Speaking of the post-process perspective, which is a detour in his article, Fulkerson’s treatment of this axiology is enlightening, for he explains that post process doesn’t mean that instructors don’t teach process; rather, he says that one meaning of post-process is that “we no longer do research in to writing processes,” which he doesn’t necessarily see as progress but does deem as accurate (670). Moreover, Fulkerson quotes from Kent who wishes to replace formulaic writing with “hermeneutic guesswork” (670), and finally concerning post-process, Fulkerson says this school of thought tends to rail against a “romanticized view of the isolated writer seeking inspiration and striving to make personal meaning alone . . . “ (670). Fulkerson repudiates Kent’s and the romanticized views of process.
Getting back on track with the three perspectives he set out to discuss, Fulkerson moves to procedural rhetoric.
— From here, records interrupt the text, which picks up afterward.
PR #2070, opened 2018-08-29
plugin/rewrite: add closing dot for suffix rewrite rule

### LINKED ISSUE #1881: Rewrite Plugin: Suffix Matching Doesn't Work
I am using CoreDNS 1.1.3, latest at time of writing, on CentOS 7 amd64.

I have the following configuration:

```
. {
  rewrite name suffix naftuli.local c.naftuli-test.internal
  forward . 169.254.169.254:53
}
```

The expectation is that the following will happen:

```shell
$ dig +short @127.0.0.1 bastion.naftuli.local
10.0.0.4
```

However, I get no results with the configuration above. If I replace `suffix` with `substring`, the query works as expected.

It appears that the suffix matcher is broken for the rewrite plugin.

> As an aside, regular expressions do also work, but my exact use case is suffixes only:
> ```
> . {
>   rewrite name regex ([^.]+).naftuli\.local\b {1}.c.naftuli-test.internal
>   forward . 169.254.169.254:53
> }
> ```

greenpau:
plugin/rewrite: add closing dot for suffix rewrite rule

* add closing dot for suffix rewrite rule
* improve rule syntax checks

Resolves: #1881

Bug fixes. See above.

#1881, #2041 

N/A.


greenpau:
@chrisohaver , while working on this PR, as part of tightening up syntax checks for rewrite rules, I discovered this [PR](https://github.com/coredns/coredns/commit/5e06687ee5a9522bfc4faa9b8f2adf6103eb016d#diff-7833ff341041ee754d2333ef983675c4).

Do you mind if I will rewrite this test? The rule is not a `regex` match, but rather `exact` match.

```
    c = caddy.NewTestController("dns",
        `rewrite stop {
    name regex foo bar
    answer name bar foo
}`)
```

greenpau:
@chrisohaver , alternatively, I could create answer rewriting for `substring` match.

```
rewrite stop {
    name substring foo bar
    answer name bar foo
}
```

chrisohaver:
IMO a plain string is valid regex...  Kind of vacuously, but still valid.

greenpau:
> IMO a plain string is valid regex... Kind of vacuously, but still valid.

@chrisohaver , alright, point taken. What do you think about warning a user about it, i.e. `log.Warnf(...`?

chrisohaver:
Im not clear on what the negative implications are of having a plain string in a regex are ...  It the concern for performance?

greenpau:
> Im not clear on what the negative implications are of having a plain string in a regex are ... It the concern for performance?

@chrisohaver , when one knows what s/he is doing they can do whatever they want. However, an adoption of a product, e.g. CoreDNS, depends on how user/admin friendly it is (of course they can buy IB 😄  for that). For people who are not familar with RegEx, syntax and logic checks are important.

> It the concern for performance?

No concern. A person concerned about the performance will probable spend time understanding the implication of using`rewrite` rules.

chrisohaver:
OK, then I see no need for a warning for when a user uses a plain string in a regex rule.

greenpau:
> OK, then I see no need for a warning for when a user uses a plain string in a regex rule.

@chrisohaver, please review.

plugin/rewrite/name_test.go
```diff
@@ -31,3 +31,58 @@ func TestRewriteIllegalName(t *testing.T) {
...
+		next         string
+		args         []string
+		expectedFail bool
+	}{
+		{"stop", []string{"exact", "srv3.coredns.rocks", "srv4.coredns.rocks"}, false},
+		{"stop", []string{"srv1.coredns.rocks", "srv2.coredns.rocks"}, false},
+		{"stop", []string{"suffix", "coredns.rocks", "coredns.rocks."}, false},
+		{"stop", []string{"suffix", "coredns.rocks.", "coredns.rocks"}, false},
+		{"stop", []string{"suffix", "coredns.rocks.", "coredns.rocks."}, false},
+		{"stop", []string{"regex", "srv1.coredns.rocks", "10"}, false},
```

In this perspective, he defines the writing process as “a complex extended set of (teachable) activities in which a wide variety of invention procedures may be valuable [along with] an equal variety of drafting and revision activities” (671). This section also includes a lengthy and interesting discussion on argumentation, which is at the heart of most rhetoric, and how it undergirds almost all of composition, including critical/cultural studies and, to some degree, expressivist composition.
So, where does all of this comparative analysis and taxonomizing of sorts lead those who teach composition? Do we assign ourselves to a certain box and stay in it? Fulkerson is clear about how one perspective bleeds over into another, and I would agree with him. I know in my own teaching, for instance, I will use critical/cultural studies approach to have students interpret the deeper meaning, say, behind an image, song, architecture, or other cultural artifact. In such an endeavor, of course, I will use process, moving them from brainstorming to draft and revisions. Sometimes, I skip outlining (not my favorite thing). Other times, we reflect on the process in the end.
Overall, I can’t help but think that perspective, axiology, pedagogy, etc., when executed, oftentimes becomes a hodge-podge of different theories and ideas, maybe sometimes contingent on the rhetorical situation and perhaps other times hinging on a well-thought out plan.